**WHAT YOU HAVE TO DO**
Begin at the first line below and copy each line exactly, ending with the line where "problem? Please describe.**" appears.

*** MATERIAL TO PROCESS ***

PR #945, opened 2025-05-13
Feature: Change AI course assistance placement button location, resolves #894

### LINKED ISSUE #894: Change AI course summarise button placement
**Is your feature request / improvement related to a problem? Please describe.**
Moodle 4.5 introduced a new [AI Subsystem](https://moodledev.io/docs/4.5/apis/subsystems/ai) which (among other features) can be set up to allow students to generate a summary of the text content of any activity page (see [here](https://docs.moodle.org/405/en/AI_placements#Course_Assistance_placement)). When this feature is enabled, a "Summarise" button is added above the content of each activity page:

Image

When clicked, this button opens a new drawer in the same position as the block drawer:

Image

We find this button to be quite intrusive as it takes up valuable vertical space even though it is not relevant for many users. We have already received complaints about this from some of our users.

**Describe the solution you'd like**
We would like to add an option to change the placement and look of this button using Boost Union.

I have come up with four suggestions for the new placement, which I will present here.

Suggestion 1: Make the button a header action (like the "Manage courses" and the "Create course" buttons on the "My courses" page). This moves the button to the right of the activity title, but leaves its design unchanged. This is easy to implement.

Image

Suggestion 2: Add the button to the list of additional buttons in the context header (like the "Message" button on the user profile page). This places the button directly after the activity title and changes its design to be less intrusive. This is a bit more difficult to implement.

Image

Suggestion 3: Add a new drawer toggle below the toggle for the block drawer. This makes sense semantically because the summarise button opens a drawer when it is clicked. It prevents the AI drawer from being opened while the block drawer is open, though. This could get tricky when it comes to styling.

Image

Suggestion 4: Add a new footer button above the default one (just like the accessibility support link which is already offered by Boost Union). This is easy because it reuses the functionality already implemented in Boost Union, but we might need to review the styling on small devices (it seems to interfere with the block drawer toggle).

Image

My personal favourites are 1 and 4, but I'm interested in hearing different opinions. If multiple versions are desired, we could allow admins to select one of multiple options.

**Describe alternatives you've considered**
An alternative would be to tell users who do not want to see the button to remove it using a client-side browser add-on (e.g., an ad blocker). But there might be users who are just annoyed by the buttons placement and not the button itself.

larsbonczek:
- Added a new "AI" tab on the "Feel" settings page
- Added a setting theme_boost_union/aiplacementcourseassistlocation to control the location of the AI button
- Added styles to remove padding and disable text wrapping on the AI button when it's a header action
- <del>Code is designed to be future-proof (works with upcoming changes to aiplacement_courseassist in Moodle 5.0)</del>
<del>The styles mentioned above will break in Moodle 5.0 :(</del>
- Added Behat tests


larsbonczek:
Note that this uses the function [`theme_boost_union_manipulate_hooks()`](https://github.com/moodle-an-hochschulen/moodle-theme_boost_union/blob/832223669a3d30c1a71b801fa7bce4a3567d7d43/locallib.php#L2396) to prevent the AI button from being added in the default location when its location has been changed in the Boost Union settings. However, as is mentioned [here](https://github.com/moodle-an-hochschulen/moodle-theme_boost_union/blob/832223669a3d30c1a71b801fa7bce4a3567d7d43/lib.php#L853-L855), this function is executed regardless of whether Boost Union is selected as the current theme or not. This means that if Boost Union is NOT selected as the current theme and the new setting to change the AI button location is set to "headeraction", then the AI button will NOT be added in the default location (because the aiplacement_courseassist hook is overriden in `theme_boost_union_manipulate_hooks()`) and it will also NOT be added is the new location (because Boost Union is not selected as the current theme). This means that the button disappears completely.

To prevent this, I suggest overriding the aiplacement_courseassist hook with a custom callback (instead of disabling it) which checks whether Boost Union is the current theme and calls the original aiplacement_courseassist callback if it is not. Do you agree with this solution @abias? I'm not sure where to place this new callback. It doesn't make sense to me to put it in the logical place for hook callbacks (i.e., `classes/local/hook/output/after_http_headers.php`) because it's not a real hook callback registered in the `db/hooks.php` file. It's only called if the Boost Union setting is set to "headeraction", after all. What about `classes/local/hook_override/aiplacement_courseassist/hook_callbacks.php`?

christianwolters (dismissed):
## Review

### Documentation

- [x] **Commit Message** understandable and issue referenced (via resolves keyword)
- [x] **Patch author** correct
- [x] **CHANGES.md** --> **appended in review**
- [x] **README.md** appended
- [x] **Credits** appended
- [x] Appropriate **Comment quantity**
- [x] Successful **Moodle PHPDoc check**

### version.php

- [x] Checked if **$plugin->version** increment necessary (and increment done if necessary) -> **incremented in review**
- [x] **$plugin->release** untouched

### lib.php

- [x] Only **necessary functions**

### Languages

- [x] Only **english strings**
- [x] Necessary **magic strings** added (e.g. capabilities)

### Automated tests

- [x] **New functionality covered**
- [x] **No failing steps or scenarios**

### Mustache templates

- Not applicable **Example context exists**

### CSS and styles.css

- [x] **Bootstrap styles** used if possible

### Duplicated code

- [x] **Duplicated code is marked properly**

### Github action

- [x] **All green**

### Commit history and scope

- [x] Already **single commit**
- [x] Focus on **single purpose**
- [x] No **surplus files**

### Additional aspects for Boost Union

- [x] No usage of $theme->settings
- [x] Usage of isset() checks when processing plugin settings in renderer / output code --> **added in review**
- [x] Usage of admin_setting_configselect instead of admin_setting_configcheckbox
- [x] Modified mustache templates properly marked and .upstream template in place

## Review result

Hey @larsbonczek,

thank you for your contribution to Boost Union.

I made some minor changes, but the feature worked as advertised in my tests and review.

Cheers
Christian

*** End of MATERIAL TO PROCESS ***

**SOLUTION TO THIS TASK**
PR #945, opened 2025-05-13
Feature: Change AI course assistance placement button location, resolves #894

### LINKED ISSUE #894: Change AI course summarise button placement
**Is your feature request / improvement related to a problem? Please describe.**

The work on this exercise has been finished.